Further clinical considerations for the posterior superior iliac rim screws include patient body habitus. As with the traditional iliac screws, hardware prominence may occur. This is particularly important for patients with a thin body habitus, as hardware prominence without adequate soft tissue coverage can cause disruption in early wound healing, discomfort, pain, and concerns cosmetically. In our cases, we took down the posterior ilium further to the level of the sacrum in anticipation of the posterior superior iliac rim screws and to reduce hardware prominence. (Figure 8A) As more cases and studies of this novel technique are performed, further elucidation of optimal patient selection and contraindications is important to determine.

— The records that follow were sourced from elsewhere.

PR #3730, opened 2024-06-03
fix(932130): use lazy regex

fzipi:
## what

- update regex to be more specific
- change semantic from `.` (anything) to `[^\(\)]`, which performs better while keeping the meaning

## why

- follow standards
- optimize matching speed
- prevent potential backtrackings


regex-assembly/include/932130.ra
```diff
@@ -1,13 +1,13 @@
 ##! Please refer to the documentation at
 ##! https://coreruleset.org/docs/development/regex_assembly/.
 
-\$\(.*\)
-\$\{.*\}
-<\(.*\)
->\(.*\)
-\$\(\(.*\)\)
+\$\(.+?\)
```
theseion, line 4: This is a semantic change from "0 or more" to "1 or more". Is that intended?

fzipi: No. Changing that back.

regex-assembly/include/932130.ra
```diff
@@ -1,13 +1,13 @@
 ##! Please refer to the documentation at
 ##! https://coreruleset.org/docs/development/regex_assembly/.
 
-\$\(.*\)
-\$\{.*\}
-<\(.*\)
->\(.*\)
-\$\(\(.*\)\)
+\$\(.*?\)
```
theseion, line 4: While the change is probably fine, the matches will differ, depending on the context. Example:
For the string `$(some)thing)`, the original expression will match `$(some)thing)`, while the new expression will match `$(some)`.

Also, the expression would probably be more efficient when written as `\$\([^)]*?\)`, since in this form the wild card match can be performed in a single operation. It's probably overkill though, since the performance will mainly be an issue when the expression doesn't match.

fzipi: Thanks. Will give more time to think about this.

fzipi:
Ugh, looks like `a[b///]c` works as a glob.

regex-assembly/include/932130.ra
```diff
@@ -1,16 +1,16 @@
...
 ##! https://coreruleset.org/docs/development/regex_assembly/.
 
-\$\(.*\)
-\$\{.*\}
-<\(.*\)
->\(.*\)
+\$\([^()]*\)
+\$\{[^{}]*\}
+<\([^()]*\)
+>\([^()]*\)
```
Xhoenix, line 7:
```suggestion
\$\([^\(\)]*\)
\$\{[^\{\}]*\}
<\([^\(\)]*\)
>\([^\(\)]*\)
```

regex-assembly/include/932130.ra
```diff
@@ -1,16 +1,16 @@
...
 ##! arithmetic expansion
-\$\(\(.*\)\)
-##! arithmetic expansion (deprecated in bash, but exists in other shells, like zsh) 
-\$\[.*\]
+\$\(\([^()]*\)\)
```
Xhoenix, line 9:
```suggestion
\$\(\([^\(\)]*\)\)
```

Xhoenix (dismissed):

regex-assembly/include/932130.ra
theseion: Escaping meta characters inside of character classes is unnecessary, except for `]` (and for us `"` additionally, because we use the regular expressions in a double quoted string).

regex-assembly/include/932130.ra
theseion: Same here, escaping isn't necessary.

regex-assembly/include/932130.ra
theseion, line 7: I think these patterns enable evasions. For example, `echo $(echo $(cat /etc/passwd))` would evade detection by `\$\([^\(\)]*\)`, because it uses parenthese inside of the subshell.  However, I think it works if you changed the expression to `\$\([^\)]*\)`, at a slight risk for more FPs. The match would now be `$(echo $(cat /etc/passwd)`, excluding the last parenthesis, but that is acceptable, IMO.
I would handle the other expressions in the same way.

In addition, I think it would be safe to use `+` instead of `*`. We wouldn't detect things like `>()`, but nothing meaningful can be done with simply invoking a subshell or creating an empty expansion (except when they are used for evasion , e.g. in `c${}a${}t /etc/passwd`, and I think we have those covered by other rules).

regex-assembly/include/932130.ra
```diff
@@ -1,16 +1,16 @@
...
+##! arithmetic expansion (deprecated in bash, but exists in other shells, like zsh)
+\$\[[^\[\]]*\]
 
 ##! Find wordlist bypasses using [ ] glob characters, like: /e[t]c
 ##! Require a / in front to prevent false positives like [text in brackets]
-/\w*\[!.+\]
-/\w*\[.+\]
+/\w*\[![^\]\/]+?\]
+/\w*\[[^\]\/]+?\]
```
theseion, line 16: 1. No need to escape the forward slash.
2. Excluding `/` can cause increased backtracking on negative matches, e.g., `/[use about 3/4 of the liquid]`. The impact is probably neglectable.
3. I think that `+?` will actually lead to worse performance than simply using `+`. `+` will consume all tokens until the first `/` or `]` (if the token is `/`, the engine will backtrack). `+?` will consume one token at a time until it finds either `/` or `]`. It seems to me that the average performance of `+` would be better here, while worst case performance can be bad in both cases.

theseion (changes requested):

regex-assembly/include/932130.ra
fzipi: Thanks. What I'm still trying to get is a regex that has less red flags in the ReDOS checker also.

Xhoenix: @theseion in the regex `\$\([^\(\)]*\)` the set [^\(\)] would match anything but `()`, so there is no subshell i.e `$()`. But now that you mention it, there could be brace expansion with {} and also ${}.

Xhoenix: Looks like fzipi planned both the scenarios.

Xhoenix:
I tried `a[b///]c` on regex101 but couldn't reproduce a glob. How it works.

fzipi:
```bash
mkdir abc
touch abc/myfile.txt
ls a[b///]c
myfile.txt
```

Xhoenix:
Didn't knew you meant it in shell context. I thought in regex terms. 🙂

fzipi:
Finally managed to get some time to update this one. Looks like by simply adding a globbing capture regex we are better now. See https://regex101.com/r/6TWn1h/1

regex-assembly/include/932130.ra
```diff
@@ -1,16 +1,19 @@
...
->\(.*\)
+\$\([^()]*\)
+\$\{[^{}]*\}
+<\([^()]*\)
+>\([^()]*\)
 ##! arithmetic expansion
-\$\(\(.*\)\)
-##! arithmetic expansion (deprecated in bash, but exists in other shells, like zsh) 
-\$\[.*\]
+\$\(\([^()]*\)\)
```
Xhoenix, line 9:
```suggestion
\$\(\([^\(\)]*\)\)
```

regex-assembly/include/932130.ra
```diff
@@ -1,16 +1,19 @@
...
 ##! https://coreruleset.org/docs/development/regex_assembly/.
 
-\$\(.*\)
-\$\{.*\}
-<\(.*\)
->\(.*\)
+\$\([^()]*\)
+\$\{[^{}]*\}
+<\([^()]*\)
+>\([^()]*\)
```
Xhoenix, line 7: Escape the characters in the lists, e.g `[^\(\)]`

theseion: No, please don't. There's no need to escape them.

regex-assembly/include/932130.ra
theseion: Please don't escape.

Xhoenix: Okay, just suggesting coz someone once said to me we should not rely on automated tools.

regex-assembly/include/932130.ra
theseion: What the toolchain does is not important. This is about readability.

regex-assembly/include/932130.ra
theseion: I fully agree. But in this case the escapes are not necessary. There's no ambiguity here.

regex-assembly/include/932130.ra
```diff
@@ -1,16 +1,19 @@
...
 ##! arithmetic expansion
-\$\(\(.*\)\)
-##! arithmetic expansion (deprecated in bash, but exists in other shells, like zsh) 
-\$\[.*\]
+\$\(\([^()]*\)\)
+##! arithmetic expansion (deprecated in bash, but exists in other shells, like zsh)
+\$\[[^\[\]]*\]
```
theseion:
```suggestion
\$\[[^[\]]*\]
```

regex-assembly/include/932130.ra
```diff
@@ -1,16 +1,19 @@
...
 
 ##! Find wordlist bypasses using [ ] glob characters, like: /e[t]c
 ##! Require a / in front to prevent false positives like [text in brackets]
-/\w*\[!.+\]
-/\w*\[.+\]
+/\w*\[![^\]/]+\]
+/\w*\[[^\]/]+\]
```
theseion: Why do we suddenly require a forward slash after the initial forward slash?

regex-assembly/include/932130.ra
```diff
@@ -1,16 +1,19 @@
...
+
+##! Catch subdirectory globbing, example: cat /etc/[p//]asswd
+\[\w/+\]
```
theseion: The comment above says the we explicitly require a starting forward slash to prevent FPs. This is necessary here as well.

rules/REQUEST-932-APPLICATION-ATTACK-RCE.conf
```diff
@@ -294,7 +294,7 @@ SecRule REQUEST_COOKIES|REQUEST_COOKIES_NAMES|ARGS_NAMES|ARGS|XML:/* "@rx (?i)(?
 # (consult https://coreruleset.org/docs/development/regex_assembly/ for details):
 #   crs-toolchain regex update 932130
 #
-SecRule REQUEST_COOKIES|REQUEST_COOKIES_NAMES|ARGS_NAMES|ARGS|XML:/* "@rx \$(?:\((?:.*|\(.*\))\)|\{.*\}|\[.*\])|[<>]\(.*\)|/[0-9A-Z_a-z]*\[!?.+\]" \
+SecRule REQUEST_COOKIES|!REQUEST_COOKIES:/__utm/|REQUEST_COOKIES_NAMES|ARGS_NAMES|ARGS|XML:/* "@rx \$(?:\((?:[^\(\)]*|\([^\(\)]*\))\)|\{[^\{\}]*\}|\[[^\[\]]*\])|[<>]\([^\(\)]*\)|(?:/[0-9A-Z_a-z]*\[!?[^/\]]+|\[[0-9A-Z_a-z]/+)\]" \
```
EsadCetiner:
```suggestion
SecRule REQUEST_COOKIES|REQUEST_COOKIES_NAMES|ARGS_NAMES|ARGS|XML:/* "@rx \$(?:\((?:[^\(\)]*|\([^\(\)]*\))\)|\{[^\{\}]*\}|\[[^\[\]]*\])|[<>]\([^\(\)]*\)|(?:/[0-9A-Z_a-z]*\[!?[^/\]]+|\[[0-9A-Z_a-z]/+)\]" \
```
Exclusion for Google's UTM cookie have been removed as of v4.15.0

EsadCetiner (changes requested):

regex-assembly/include/932130.ra
```diff
@@ -1,16 +1,26 @@
...
+##! >(ipsum)
+##! $(( a + b ))
+##! $[ c - d ]
+##! /e[t]c
+##! /etc/[p//]asswd
+
+\$\([^()]*\)
+\$\{[^{}]*\}
+<\([^()]*\)
+>\([^()]*\)
```
Xhoenix:
```suggestion
\$\([^()]+\)
\$\{[^{}]+\}
<\([^()]+\)
>\([^()]+\)
```

We should expect atleast one character for command execution, `$()` or `${}` will result in nothing for the attacker.

fzipi:
Going back to this, we had absolute matching here, and I changed to relative which was broken. TL; DR: tests must start with `/` to work.

fzipi:
@EsadCetiner Can you review this one again?

EsadCetiner:
@fzipi I won't be able to give this a proper review unfortunately, I'm just not good enough with regex assembly yet.

fzipi:
@franbuehler Maybe you can help me reviewing this one?

regex-assembly/include/932130.ra
```diff
@@ -1,16 +1,26 @@
...
+##! $(abc)
+##! ${a}
+##! <(lorem)
+##! >(ipsum)
+##! $(( a + b ))
+##! $[ c - d ]
+##! /e[t]c
+##! /etc/[p//]asswd
+
+\$\([^()]+\)
```
theseion: Expressions like this can be bypassed with an empty subshell: `$(whoami$())`. I think this should work though:

```suggestion
\$\([^)]+\)
```

regex-assembly/include/932130.ra
```diff
@@ -1,16 +1,26 @@
...
+\$\{[^{}]+\}
+<\([^()]+\)
+>\([^()]+\)
```
theseion:
```suggestion
<\([^)]+\)
>\([^)]+\)
```

regex-assembly/include/932130.ra
```diff
@@ -1,16 +1,26 @@
...
+##! ${a}
+##! <(lorem)
+##! >(ipsum)
+##! $(( a + b ))
+##! $[ c - d ]
+##! /e[t]c
+##! /etc/[p//]asswd
+
+\$\([^()]+\)
+\$\{[^{}]+\}
```
theseion: Can be bypassed using substitution: `${x#{#{}`.

```suggestion
\$\{[^}]+\}
```

regex-assembly/include/932130.ra
```diff
@@ -1,16 +1,26 @@
...
+<\([^()]+\)
+>\([^()]+\)
 ##! arithmetic expansion
-\$\(\(.*\)\)
-##! arithmetic expansion (deprecated in bash, but exists in other shells, like zsh) 
-\$\[.*\]
+\$\(\([^()]*\)\)
```
theseion:
```suggestion
\$\(\([^)]+\)\)
```

regex-assembly/include/932130.ra
```diff
@@ -1,16 +1,26 @@
...
+##! arithmetic expansion (deprecated in bash, but exists in other shells, like zsh)
+\$\[[^[\]]*\]
```
theseion:
```suggestion
\$\[[^\]]*\]
```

Other salvage techniques for pelvic fixation exist, including the combined S1 and S2 sacral-alar iliac screws and the S3 sacral alar-iliac screw. Mattei et al. describe a case series of five patients that underwent bilateral combined S1 and S2 sacral alar-iliac screws for treatment of pseudoarthrosis after failed pelvic fixation [24]. Mattei further describes an S3 sacral-alar-iliac screw as a salvage technique for those with unfavorable sacral anatomy, with a case report [25]. Both studies present alternative options to the classic S2 sacral-alar iliac screw, but still rely on the integrity of the sacral anatomy. In cases with compromised anatomy of the sacrum as described in the present study, the posterior superior iliac rim screw presents an alternative for pelvic fixation in cases that prevent proper placement of sacral-alar iliac screws.

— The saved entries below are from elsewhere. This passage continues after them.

PR #3731, opened 2024-06-04
fix(934140): update regex

fzipi:
Fixes 3QA-240315-1.

### DIFF
--- a/regex-assembly/934140.ra
+++ b/regex-assembly/934140.ra
@@ -1,4 +1,4 @@
 ##! Please refer to the documentation at
 ##! https://coreruleset.org/docs/development/regex_assembly/.
 
-\@\{.*\}
+^(?:[^@]|@[^{])*@{.*}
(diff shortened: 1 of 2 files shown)


regex-assembly/934140.ra
```diff
@@ -1,4 +1,4 @@
 ##! Please refer to the documentation at
 ##! https://coreruleset.org/docs/development/regex_assembly/.
 
-\@\{.*\}
+^(?:[^@]|@[^{])*@{.*}
```
theseion, line 4: Please explain why this expression needs to be this complicated.
```suggestion
^(?:[^@]|@[^{])*@+{.*}
```

theseion (changes requested):

regex-assembly/934140.ra
fzipi: Added.

theseion (approved):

Our study was too small and the follow-up too short to make definitive conclusions about the longevity and complications of the posterior superior iliac rim screw, but the early experience with this technique appears promising, particularly for anatomically complex fixation. Intraoperative complications such as neurological damage and breaches in the iliac rim cortex were carefully monitored using intraoperative neuromonitoring and fluoroscopy, though the major advantage of this technique is that significant structures at risk in sacral-alar iliac screws such as the superior gluteal vessels and nerve and the sciatic nerve are not at risk. However, as all three patients had notable postoperative functional limitations in ambulation that may affect biomechanical challenges to the construct, the outcomes may not be generalizable to the broader population. Additional clinical and biomechanical investigations are necessary to establish construct strength and clinical applications.

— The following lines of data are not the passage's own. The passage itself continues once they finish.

PR #3739, opened 2024-06-19
chore: update testing containers to release/20240609

### LINKED ISSUE #3738: CRS test containers are now broken by default
### Describe the bug

Since the official CRS Docker containers were modified recently to no longer support `root` by default, the testing in the CRS repo is broken out of the box. We must fix this.

### Steps to reproduce

Run the test containers using the default configuration we ship with CRS.

Both the Apache and Nginx test setups are broken currently:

In summary, we have shown that the posterior superior iliac rim screw as an adjunct in spinopelvic reconstruction is a feasible technique for achieving fixation in the lumbosacral spine. This report contributes to the literature on construct augmentation for more complex abnormalities requiring fixation to the pelvis. Though further biomechanical studies and longer follow-up are required before drawing definitive conclusions, mastery of this technique may further enable surgeons to safely achieve lasting sacropelvic fixation.

Informed Patient Consent

The authors declare that informed patient consent was taken from all the patients.

Declaration of Competing Interest

One or more authors declare potential competing financial interests or personal relationships as specified on required ICMJE-NASSJ Disclosure Forms.